Task instructions: Go through the data and copy every line in which "namespace" appears.

Dataset entries:
▬▬▬

PR #11910, opened 2017-05-25
Coretype variables renamed back to netfx counterpart for reflection based serialization

ViktorHofer:
Relates to https://github.com/dotnet/corefx/issues/19119

This PR will be merged into the 2.0 branch. See issue above for more details.

cc @krwq

### DIFF
--- a/src/mscorlib/shared/System/Char.cs
+++ b/src/mscorlib/shared/System/Char.cs
@@ -26,7 +26,7 @@ namespace System
         //
         // Member Variables
         //
-        private char _value;
+        private char m_value; // Do not rename (binary serialization)
 
         //
         // Public Constants
@@ -102,7 +102,7 @@ namespace System
         // Calculate a hashcode for a 2 byte Unicode character.
         public override int GetHashCode()
         {
-            return (int)_value | ((int)_value << 16);
+            return (int)m_value | ((int)m_value << 16);
         }
 
         // Used for comparing two boxed Char objects.
@@ -113,13 +113,13 @@ namespace System
             {
                 return false;
             }
-            return (_value == ((Char)obj)._value);
+            return (m_value == ((Char)obj).m_value);
         }
 
         [System.Runtime.Versioning.NonVersionable]
         public bool Equals(Char obj)
         {
-            return _value == obj;
+            return m_value == obj;
         }
 
         // Compares this object to another object, returning an integer that
@@ -140,13 +140,13 @@ namespace System
                 throw new ArgumentException(SR.Arg_MustBeChar);
             }
 
-            return (_value - ((Char)value)._value);
+            return (m_value - ((Char)value).m_value);
         }
 
         [Pure]
         public int CompareTo(Char value)
         {
-            return (_value - value);
+            return (m_value - value);
         }
 
         // Overrides System.Object.ToString.
@@ -154,14 +154,14 @@ namespace System
         public override String ToString()
         {
             Contract.Ensures(Contract.Result<String>() != null);
-            return Char.ToString(_value);
+            return Char.ToString(m_value);
         }
 
         [Pure]
         public String ToString(IFormatProvider provider)
         {
             Contract.Ensures(Contract.Result<String>() != null);
-            return Char.ToString(_value);
+            return Char.ToString(m_value);
         }
 
         //
@@ -477,47 +477,47 @@ namespace System
 
         char IConvertible.ToChar(IFormatProvider provider)
         {
-            return _value;
+            return m_value;
         }
 
         sbyte IConvertible.ToSByte(IFormatProvider provider)
         {
-            return Convert.ToSByte(_value);
+            return Convert.ToSByte(m_value);
         }
 
         byte IConvertible.ToByte(IFormatProvider provider)
         {
-            return Convert.ToByte(_value);
+            return Convert.ToByte(m_value);
         }
 
         short IConvertible.ToInt16(IFormatProvider provider)
         {
-            return Convert.ToInt16(_value);
+            return Convert.ToInt16(m_value);
         }
 
         ushort IConvertible.ToUInt16(IFormatProvider provider)
         {
-            return Convert.ToUInt16(_value);
+            return Convert.ToUInt16(m_value);
         }
 
         int IConvertible.ToInt32(IFormatProvider provider)
         {
-            return Convert.ToInt32(_value);
+            return Convert.ToInt32(m_value);
         }
 
         uint IConvertible.ToUInt32(IFormatProvider provider)
         {
-            return Convert.ToUInt32(_value);
+            return Convert.ToUInt32(m_value);
         }
 
         long IConvertible.ToInt64(IFormatProvider provider)
         {
-            return Convert.ToInt64(_value);
+            return Convert.ToInt64(m_value);
         }
 
         ulong IConvertible.ToUInt64(IFormatProvider provider)
         {
-            return Convert.ToUInt64(_value);
+            return Convert.ToUInt64(m_value);
         }
 
         float IConvertible.ToSingle(IFormatProvider provider)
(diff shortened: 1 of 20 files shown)


src/mscorlib/shared/System/Char.cs
```diff
@@ -26,7 +26,7 @@ public struct Char : IComparable, IComparable<Char>, IEquatable<Char>, IConverti
         //
         // Member Variables
         //
-        private char _value;
+        private char m_value; // Do not rename (binary serialization)
```
jkotas: I do not think it is necessary to rename these to allow binary serialization.

Binary serializers have to treat primitive types like char or byte in special way. They cannot depend on the fields in them. Otherwise, they would end up with infinite recursion.

jkotas: Do you have a case where the current names break something?

morganbr: The primitives shouldn't need renames since the serialization format special-cases them. The other changes should still be necessary.

krwq:
@stephentoub I've made the EqualityComparers serialize like desktop PTAL. cc: @ViktorHofer

src/mscorlib/src/System/Collections/Generic/EqualityComparer.cs
```diff
@@ -401,6 +402,14 @@ internal override int LastIndexOf(T[] array, T value, int startIndex, int count)
             }
             return -1;
         }
+
+        public void GetObjectData(SerializationInfo info, StreamingContext context)
```
stephentoub: The type needs to implement ISerializable as well, no?  Same for the other one.

krwq: yes, I was just going to send patch with this 😉

krwq:

krwq:

krwq:
@dotnet-bot test this please

src/mscorlib/shared/System/Char.cs
ViktorHofer: We were hitting a few issues and after the rename they were gone. Could be related to something else, needs more investigation. Due to the fact that we need to finish this for 2.0 we (@morganbr @danmosemsft @stephentoub @krwq) decided to keep the changes on the Primitives.

src/mscorlib/src/System/Collections/Generic/EqualityComparer.cs
ViktorHofer: Good catch @krwq! 
cc @morganbr

krwq: @ViktorHofer thank @stephentoub :wink:

src/mscorlib/shared/System/Char.cs
jkotas: Could you please share details about the issues that you are hitting that are "fixed" by this?

src/mscorlib/src/System/Collections/Hashtable.cs
```diff
@@ -66,6 +66,7 @@ namespace System.Collections
     // 
     [DebuggerTypeProxy(typeof(System.Collections.Hashtable.HashtableDebugView))]
     [DebuggerDisplay("Count = {Count}")]
+    [Serializable]
```
jkotas: This is not going to work because of it will conflict with public Hashtable in corefx. When deserializing payload from desktop, the binary serializer will not know whether it needs to create this internal Hashtable or public Hashtable in corefx.

What is this needed for? If it is really needed, I think it needs to be fixed by moving the Hashtable from corefx to corelib.

stephentoub: More generally, are we actually exposing this Hashtable from any APIs, e.g. are we returning this from APIs that return IDictionary?  If so, we probably want to move the "real" Hashtable to CoreCLR anyway, to handle existing code that casts the IDictionary to Hashtable.

src/mscorlib/shared/System/Char.cs
ViktorHofer: I will follow up on your question later...

src/mscorlib/src/System/Collections/Hashtable.cs
ViktorHofer: Yes we are in at least a few cases I just found out. After my build is finished I can tell you the concrete types that are using it.

jkotas:
The merge of master did not seem to get done right. The diff shows many unrelated changes that makes it hard to review. Could you please clean it up?

ViktorHofer:
Yes will do.

src/mscorlib/src/System/Collections/Hashtable.cs
jkotas: > More generally, are we actually exposing this Hashtable from any APIs, e.g. are we returning this from APIs that return IDictionary?

We have been engineering around this problem (e.g. Environment.GetVariables). I agree that we should finally bite the bullet and move Hashtable to CoreLib if there is any reason for it.

ViktorHofer:
done

src/mscorlib/src/System/Collections/Hashtable.cs
ViktorHofer: Is there anything I need to watch out for when moving it from corefx to coreclr?

ViktorHofer: TimeZone is currently not serializable because of it: https://github.com/dotnet/coreclr/blob/master/src/mscorlib/src/System/CurrentSystemTimeZone.Cache.cs#L33

ViktorHofer: How is it possible that StringDictionary which lives in corefx uses the internal Hashtable from coreclr?
https://github.com/dotnet/corefx/blob/master/src/System.Collections.Specialized/src/System/Collections/Specialized/StringDictionary.cs#L21

```
  Deserialization of type System.Collections.Specialized.StringDictionary failed
     System.Runtime.Serialization.Formatters.Tests.BinaryFormatterTests.ValidateTfmHashes(original: [System.Collections.DictionaryEntry, System.Collections.DictionaryEntry], tfmBase64Hashes: [\"AAEAAAD/////AQAAAAAAAAAMAgAAAGFTeXN0ZW0uQ29sbGVjdG\"..., \"AAEAAAD/////AQAAAAAAAAAMAgAAAElTeXN0ZW0sIFZlcnNpb2\"...]) [FAIL]
        System.Runtime.Serialization.SerializationException : Type 'System.Collections.Hashtable' in Assembly 'System.Private.CoreLib, Version=4.0.0.0, Culture=neutral, PublicKeyToken=7cec85d7bea7798e' is not marked as serializable.
```

morganbr: StringDictionary should be using CoreFX's Hashtable.

morganbr: If TimeZone is the only reason for moving HashTable, we could also drop serialization on TimeZone. When I added it to the list, I didn't realize it's obsolete. We do have data showing it used in serialization, but it's rare (~0.001%).

src/mscorlib/src/System/Collections/Generic/EqualityComparer.cs
```diff
@@ -479,5 +488,12 @@ internal override int LastIndexOf(T[] array, T value, int startIndex, int count)
...
+        {
+            // The LongEnumEqualityComparer does not exist on 4.0 so we need to serialize this comparer as ObjectEqualityComparer
```
danmosemsft: is 4.0  relevant to us?

stephentoub: It doesn't matter. Because this code exists in 4.7, the type in 4.7  doesn't have a deserialization ctor, which means core has to do the same dance. The comment could be tweaked if desired, though.

danmosemsft:
Merging in this state to unblock 2.0 porting. I"ll follow up with @jkotas offline and we can rename the primitive type members back if necessary.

▬▬▬

Solved problem:
@@ -26,7 +26,7 @@ namespace System
@@ -102,7 +102,7 @@ namespace System
@@ -113,13 +113,13 @@ namespace System
@@ -140,13 +140,13 @@ namespace System
@@ -154,14 +154,14 @@ namespace System
@@ -477,47 +477,47 @@ namespace System
@@ -66,6 +66,7 @@ namespace System.Collections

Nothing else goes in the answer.